• **DATA FOR PROCESSING**

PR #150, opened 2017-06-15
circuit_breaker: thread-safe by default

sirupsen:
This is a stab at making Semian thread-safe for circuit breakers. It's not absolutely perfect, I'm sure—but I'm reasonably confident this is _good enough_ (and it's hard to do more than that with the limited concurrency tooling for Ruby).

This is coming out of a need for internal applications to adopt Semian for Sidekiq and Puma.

• **TASK DETAILS**
The full set of entries above needs to be restated word for word.

• **WRITTEN REPLY**
PR #150, opened 2017-06-15
circuit_breaker: thread-safe by default

sirupsen:
This is a stab at making Semian thread-safe for circuit breakers. It's not absolutely perfect, I'm sure—but I'm reasonably confident this is _good enough_ (and it's hard to do more than that with the limited concurrency tooling for Ruby).

This is coming out of a need for internal applications to adopt Semian for Sidekiq and Puma.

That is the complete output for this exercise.